The most sensible thing we can do in the meantime is to slow the rate of American population growth. When you find yourself in a whole, the first thing to do is to stop digging.

And what's driving American population growth? Immigration and the children of immigrants, especially the large families of illegal immigrants. In California, according to demographer Hans Johnson of the Public Policy Institute of California, immigrant Latinas are averaging 3.7 babies each, way over the 2.1 replacement rate. See Figure 3 in

http://www.ppic.org/content/pubs/cacounts/CC_1107HJCC.pdf

efore the late 1960s, the powers that be could push through huge construction projects without worrying about environmental and other public interest lawsuits and regulations. Today in California, however, it takes about 15 years to get all the approvals to build a golf course, much less a rail line.

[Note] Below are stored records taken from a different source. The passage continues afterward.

PR #2845, opened 2020-03-24
plugins.invintus: Add support for Invintus Media live streams and VOD

thefinn93:
This adds a plugin for videos from player.invintus.com. This is my first contribution to this project, please let me know if I've missed anything.


src/streamlink/plugins/invintus.py
```diff
@@ -0,0 +1,50 @@
+import re
+import json
+try:
+    from urllib.parse import urlparse, parse_qs
+except ImportError:
+    from urlparse import urlparse, parse_qs
```
bastimeyer: `from streamlink.compat import ...`
https://github.com/streamlink/streamlink/blob/24c4318f29c31ad572e26c1ef94be3bf5722f899/src/streamlink/compat.py#L35-L43

src/streamlink/plugins/invintus.py
```diff
@@ -0,0 +1,50 @@
...
+    url_re = re.compile(r"https?://player\.invintus\.com/\?clientID=\d+&eventID=\d+")
+    WSC_API_KEY = "7WhiEBzijpritypp8bqcU7pfU9uicDR"  # hard coded in the middle of https://player.invintus.com/app.js
+    API_URL = "https://api.v3.invintusmedia.com/v2/Event/getDetailed"
+
+    @classmethod
+    def can_handle_url(cls, url):
+        return cls.url_re.match(url) is not None
+
+    def _get_streams(self):
+        query = parse_qs(urlparse(self.url).query)
```
bastimeyer: Why urlparse if you're defining a strict regex anyway? Just set regex capture groups

src/streamlink/plugins/invintus.py
```diff
@@ -0,0 +1,50 @@
...
+        }
+        api_response = self.session.http.post(self.API_URL, data=json.dumps(postdata), headers=headers).json()
+        if "data" not in api_response:
+            return
+        if "streamingURIs" not in api_response["data"]:
+            return
+        if not isinstance(api_response["data"]["streamingURIs"], dict):
+            return
+        if "main" not in api_response["data"]["streamingURIs"]:
+            return
```
bastimeyer: Please use Streamlink's validation API instead of concatenating lots of ifs for checking a JSON response. See other plugins or test cases for a reference of that validation API.

src/streamlink/plugins/invintus.py
```diff
@@ -0,0 +1,50 @@
...
+        return HLSStream.parse_variant_playlist(self.session, "https:{}".format(api_response["data"]["streamingURIs"]["main"]))
```
bastimeyer: `update_scheme` from `streamlink.utils.url` is a bit more safe here:
https://github.com/streamlink/streamlink/blob/24c4318f29c31ad572e26c1ef94be3bf5722f899/src/streamlink/utils/url.py#L6-L22

tests/plugins/test_invintus.py
```diff
@@ -0,0 +1,16 @@
+import unittest
+
+from streamlink.plugins.invintus import InvintusMedia
+
+
+class TestPluginInvintusMedia(unittest.TestCase):
+    def test_can_handle_url(self):
```
bastimeyer: Please also add a simple non-matching test

thefinn93:
Oops, sorry! here's a brief description (based on what I've been able to cobble together):

[Invintus Media](https://www.invintus.com/) is company that provides live and VOD video streaming solutions. According to [the Invintus Media "about" page](https://www.invintus.com/about), they were originally part of [TVW](https://en.wikipedia.org/wiki/TVW_(Washington)), Washington state's public affairs network, but has since spun off and also serves other clients, which seem to primarily be other state government agencies.

I believe this plugin fits into streamlink, as this site does not seem to do any of the things listed in in `CONTRIBUTING.md` and it seems generally in line with other sites supported by streamlink.

Working to resolve the review comments now.

PR #240, opened 2023-04-06
mention the additional repositories

abebeos:
Make it clear that algokit-cli integrates multiple additional repositories.


robdmoore:
Thanks, I've incorporated the search, but in a more relevant spot. Worth noting the individual repositories were already linked to in the waht is algokit section.

abebeos:
> but in a more relevant spot.

This is not "a more relevant spot", it's the wrong spot (i don't even see it when opening the document).

You, as a core-dev, should avoid documenting you own stuff. 

Simply because you fail to perceive the problems that a newcomer has with your documentation.

abebeos:
@abebeos , you should really focus on implementation, and let contributors contribute. I abort at this point my attempt to streamline the documentation for newcomers. Takes anyways far far too long.

PR #252, opened 2023-04-21
mention Hyper-V Docker backend alternative

### LINKED ISSUE #232: Mention optional "Hyper-V" for Docker on Windows
> Some people have reported problems running WSL 2 on a small proportion of Windows environments (to get the latest Docker experience)
[source](https://github.com/algorandfoundation/algokit-cli/blob/main/docs/architecture-decisions/2022-11-14_sandbox-approach.md#option-1---pre-built-dockerhub-images)

It should be mentioned within the relevant documentation that users can simply switch to Hyper-V if they have problems with WSL2.

---
Personally, after many troubles with WSL2 around 2 years ago(?), I switched back to a Hyper-V backend for Docker. Had nearly never problems again (e.g excessive memory consumptions of WSL2, in some scenarios terribly slow filesystem-access-speed, incompatibilities and strangeness's)

abebeos:
Fixes #232

### DIFF
--- a/docs/features/localnet.md
+++ b/docs/features/localnet.md
@@ -14,6 +14,8 @@ You can install Docker by following the [official installation instructions](htt
 
 If you are on Windows then you will need WSL 2 installed first, for which you can find the [official installation instructions](https://learn.microsoft.com/en-us/windows/wsl/install). If you are using Windows 10 then ensure you are on the latest version to reduce likelihood of installation problems.
 
+If you prefer so, the Windows 10 Pro supported Hyper-V Docker backend can be used instead of the WLS2 backend.
+
 ## Known issues
 
 The AlgoKit LocalNet is built with 30,000 participation keys generated and after 30,000 rounds is reached it will no longer be able to add rounds. At this point you can simply reset the LocalNet to continue development. Participation keys are slow to generate hence why they are pre-generated to improve experience.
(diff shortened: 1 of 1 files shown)


docs/features/localnet.md
```diff
@@ -14,6 +14,8 @@ You can install Docker by following the [official installation instructions](htt
 
 If you are on Windows then you will need WSL 2 installed first, for which you can find the [official installation instructions](https://learn.microsoft.com/en-us/windows/wsl/install). If you are using Windows 10 then ensure you are on the latest version to reduce likelihood of installation problems.
 
+If you prefer so, the Windows 10 Pro supported Hyper-V Docker backend can be used instead of the WLS2 backend.
```
robdmoore, line 17:
```suggestion
Alternatively, the Windows 10/11 Pro+ supported [Hyper-V backend](https://docs.docker.com/desktop/install/windows-install/) for Docker can be used instead of the WSL 2 backend.
```

abebeos:
After looking at the end-result:

I believe it would be enough to just point to the docker documentation:

> AlgoKit LocalNet relies on Docker and Docker Compose being present and running on your system.

> You can install Docker by following the [official installation instructions](https://docs.docker.com/get-docker/).

It contains everything needed, including WSL2, Hyper-V (and docker-compose).

abebeos:
see follow-up #254

robdmoore:
I prefer this version. We've had lots of feedback via the dev rels that this is an area people struggle with so I'm happy to be more explicit and set expectations about what they need to look for even if we are doubling up a bit.

PR #273, opened 2023-06-01
feat: Adding minimum required version for algokit.

negar-abbasi:


src/algokit/core/bootstrap.py
```diff
@@ -9,6 +9,10 @@
 
 from algokit.core import proc, questionary_extensions
 
+import toml
+from algokit.core.version_prompt import get_latest_version_or_cached
```
daniel-makerx, line 13: this function returns the latest version available on GitHub, for this check we want to check the current *executing* version, to do that use this 
`from algokit.core.conf import get_current_package_version`

src/algokit/core/bootstrap.py
```diff
@@ -218,3 +221,24 @@ def _get_base_python_path() -> str | None:
                 return str(candidate_path)
     # give up, we tried...
     return this_python
+
+
+def version_check(cwd: Path) -> None:
+    """
+    Checks the current version of AlgoKit against the minimum required version specified in algokit.toml.
```
daniel-makerx, line 228:
```suggestion
    Checks the current version of AlgoKit against the minimum required version specified in .algokit.toml.
```

PR #287, opened 2023-06-15
Update docker version command

joe-p:
When using a custom build of docker, `docker compose version` will only return the commit hash and not the release version.

```
$ docker compose version
Docker Compose version dde0213

$ docker compose version --format json
{"version":"dde0213"}
```

For the version parsing to work, `docker --version` must be used:

```
$ docker --version
Docker version 23.0.3, build 3e7cbfd
```

### DIFF
--- a/src/algokit/core/sandbox.py
+++ b/src/algokit/core/sandbox.py
@@ -284,4 +284,4 @@ def fetch_indexer_status_data(service_info: dict[str, Any]) -> dict[str, Any]:
         return {"Status": "Error"}
 
 
-DOCKER_COMPOSE_VERSION_COMMAND = ["docker", "compose", "version", "--format", "json"]
+DOCKER_COMPOSE_VERSION_COMMAND = ["docker", "--version"]


src/algokit/core/sandbox.py
```diff
@@ -284,4 +284,4 @@ def fetch_indexer_status_data(service_info: dict[str, Any]) -> dict[str, Any]:
         return {"Status": "Error"}
 
 
-DOCKER_COMPOSE_VERSION_COMMAND = ["docker", "compose", "version", "--format", "json"]
+DOCKER_COMPOSE_VERSION_COMMAND = ["docker", "--version"]
```
robdmoore, line 287: This is the docker version rather than docker compose, if we used this we'd need to change the version we look for (we look for compose 2.5+ from memory because that was the point it was stable with bug patches for things users of algokit would likely come across.

robdmoore:
Looping back here, what should we do @joe-p? When does a custom docker build get used?

PR #288, opened 2023-06-15
PyInstaller

joe-p:
Adds PyInstaller to the dependencies and a poe task for building the binary. This allows us to distribute a binary without needing users to install python and pipx first, which is particularly useful for devs not using Python in their development stack but still want to use algokit. 

I still need to do some more testing, but so far things seem to be working on Mac (ARM) and Ubuntu.


.github/workflows/check-python.yaml
```diff
@@ -48,3 +48,6 @@ jobs:
 
       - name: Check docs are up to date
         run: poetry run poe docs && [ $(git status --porcelain docs/ | wc -l) -eq "0" ]
+
+      - name: Check PyInstaller compilation
+        run: poetry run poe build
```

I guess I agree with Steve Sailer about once every couple of months. But he's right here. There is a definite tension between the bureaucratic hoops that are imposed by the California Environmental Quality Act and other similar statutes and the need to build big infrastructure and transit projects that have significant NIMBY opposition.

Personally, I would tend to favor eliminating environmental reviews for mass transit projects. After all, they are good for the environment overall.

I was reading through SS' comment with bated breath, waiting for the cork to pop. But he was being so rational! And then the rumblings started...

Matt really needs to sit down and think about how modern liberalism makes the vast infrastructure projects he fantasizes about extremely hard to accomplish.

Possibly a fair point.

Before the late 1960s, the powers that be could push through huge construction projects without worrying about environmental and other public interest lawsuits and regulations.

A little mutter of discontent about the hippies here? No, let's give him the benefit of the doubt. After all, it's been two sentences and he hasn't mentioned mentally-inferior "urban youth" yet. Maybe he's changed!

Today in California, however, it takes about 15 years to get all the approvals to build a golf course, much less a rail line.

He's still sounding pretty sane here...

And the number of "community groups" you have to payoff to build anything without protests and lawsuits is staggering.

Hmm. Like the "late 60s" comment, "community groups" could almost be a buzzword - but again, let's give him the benefit of the doubt.

For example, to finish the Century Freeway connecting to LAX in 1988, Cal Trans was paying off, among countless others, an AIDS group in West Hollywood, ten miles north of the freeway.

TEH GAYS ARE DESTROYING THE ENVIRONMENT!!!!111!!


Oh, well, I knew he couldn't hold out for long. Too bad, Stevo.

CalTrans payoff to the West Hollywood AIDS "community activist group" for not protesting the finishing of the Century Freeway to LAX was cited in an LA Times article as especially exemplifying the cost of building anything big in LA, because as everybody knows, West Hollywood isn't anywhere near the community affected by the Century Freeway, an east-west freeway that connects to LAX. West Hollywood is even north of the Santa Monica freeway. But the payoffs to activist groups to get them to not lead Not In My Back Yard lawsuits had to be ladled out even ten miles away from the construction project.

Most such groups with their hands-out have some progressive-sounding title. Instead of "Rich Homeowners of Beverly Hills Against a Subway that Would Make It Easier for Car-Less Criminals to Infest Our Neighborhood," they have titles like "Environmental Preservation League" or whatever.

Just some more anecdotal evidence. My hubbie works in downtown LA and usually takes the commuter train from where we live in the far eastern suburbs. Yesterday, there was a problem with the train and he drove to work instead. As usual, he was dreading the trek home, the usual horrific traffic congestion and all. He made it home in record time though; he'd never seen such (relatively) little congestion on the freeways.